Dataset content:
————————

Issue #734, opened 2026-06-30
Claude-accelerated development and maintenance of xgcm


hdrake:
While @NoraLoose, @raphaeldussin, and I (@hdrake) have taken over responsibilities to maintain (and, hopefully, continue to develop) `xgcm`, we are all very busy and the backlog of issues and PRs is daunting.

In recent weeks, I have been experimenting with using Claude code to facilitate the maintenance and development of xgcm (and xgcm-examples). I have found that it does a great job, although PR reviews require even more scrutiny than before. Here are some example PRs that I coauthored with @claude, which were mostly straight-forward bug fixes, workflow fixes, and improvements to the docs:
- https://github.com/xgcm/xgcm/pull/722
- https://github.com/xgcm/xgcm/pull/723
- https://github.com/xgcm/xgcm/pull/725

I am curious to hear what other maintainers, contributors, and users think about this.

What are best practices for collaborating with AI agents on an open-source package like this?

If these is somewhat of a consensus that this is a good idea, I would like to follow up by making a PR for a `Claude.md` and any other supporting documents, such as instructions for dedicated agents to do things like review PRs, come up with new human-readable regression tests, etc.

hdrake:
Opened #755 as a first concrete step on this — it adds a `CLAUDE.md` that encodes xgcm's engineering norms (deprecate-by-removing, fail-loudly, minimal core deps, testing across the four standard grid topologies, EffVer) and a *Pull request guidelines* section in the contributor guide covering PR conventions, changelog discipline, and open disclosure of AI assistance.

It's written to **complement** the human contributor guide rather than duplicate it, and to be **durable** (pointers to `pyproject.toml`/the guide instead of drift-prone specifics). Deliberately scoped to just the `CLAUDE.md` + norms — the other supporting docs floated above (dedicated PR-review and regression-test agents) can follow as separate PRs once there's consensus.

Would love maintainer/contributor eyes on the norms themselves (@NoraLoose, @raphaeldussin) — the goal is to write down the review-enforced-but-unwritten conventions so an AI (and new human contributors) follow them by default.

🤖 _Drafted by [Claude Code](https://claude.com/claude-code); reviewed and posted by @hdrake._

hdrake:
Also curious to hear from @VeckoTheGecko since you seem to also be using Claude to contribute!

VeckoTheGecko:
[...]

Issue #733, opened 2026-06-30
Road to xgcm 1.0.0


hdrake:
This is the tracking issue for **xgcm's first stable release, v1.0.0**. It is the single source of truth for 1.0 scope; the [`v1.0.0` milestone](https://github.com/xgcm/xgcm/milestone/3) mirrors this checklist.

A 1.0 tag is a contract: *this public API is stable, and we will not break it without a major version bump.* The scope below is deliberately **lean — "stabilize and freeze"**: finish the deprecations already in flight, fix the core-semantics bugs, land the two nearly-done features we want stable from day one, and reconcile the docs/changelog/API surface. Larger API-redesign debates are intentionally **deferred to 1.x** (listed at the bottom) so the freeze isn't held hostage to open discussions.

Supersedes/absorbs the older roadmap thread #414 (now closed).

---

## A. Finish the announced deprecations
Three deprecations are announced in the `Grid` constructor but not yet executed; 1.0 is where they get finalized. No warning should point at a kwarg that doesn't exist.
- [x] `boundary` → `padding` rename — #696 (supersedes #578). Fixes the broken intermediate state in #678.
- [x] Deprecate `periodic` input — #746 (supersedes #626/#534), in review.
- [ ] `fill_value` default → `nan` (or explicitly defer with a documented reason) — relates to #567.
- [x] Resolve the `keep_coords` deprecation — #382. *Done in #745.*

## B. Fix the core-semantics bug cluster
User-visible contradictions in `diff` / `cumsum` / `cumint` / boundary handling. The API can't be frozen as "correct" while these stand.
- [x] #604 — default boundary periodic even when specified otherwise
- [x] #624 — non-intuitive behavior if `periodic` not set as a list
- [x] #625 — cumsum applies periodic B.C. when it shouldn't
- [ ] #605 — cumsum flips axis
- [x] #609 — direction of integration for cumint
- [ ] #485 — boundary inconsistent between `grid.diff` and `grid.cumsum`
- [x] #509 — diff on non-periodic axis behaves periodic
- [ ] Land #729 (reverse `cumsum`/`cumint`, supersedes #256) and #728 (axis directionality, implements #337) — both intersect #605/#609. Both rebased on master and ready for review.

## C. Land the bipolar north-fold and promote topology to stable
- [x] #711 — bipolar north-fold boundary condition for tripolar grids (#194). Already reviewed and well-tested.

————————

Instructions to follow: From the records above, print exactly the lines that run from the line with "## B. Fix the core-semantics bug cluster" to the line with "- [x] #509 — diff", inclusive.

Expected answer:
## B. Fix the core-semantics bug cluster
User-visible contradictions in `diff` / `cumsum` / `cumint` / boundary handling. The API can't be frozen as "correct" while these stand.
- [x] #604 — default boundary periodic even when specified otherwise
- [x] #624 — non-intuitive behavior if `periodic` not set as a list
- [x] #625 — cumsum applies periodic B.C. when it shouldn't
- [ ] #605 — cumsum flips axis
- [x] #609 — direction of integration for cumint
- [ ] #485 — boundary inconsistent between `grid.diff` and `grid.cumsum`
- [x] #509 — diff on non-periodic axis behaves periodic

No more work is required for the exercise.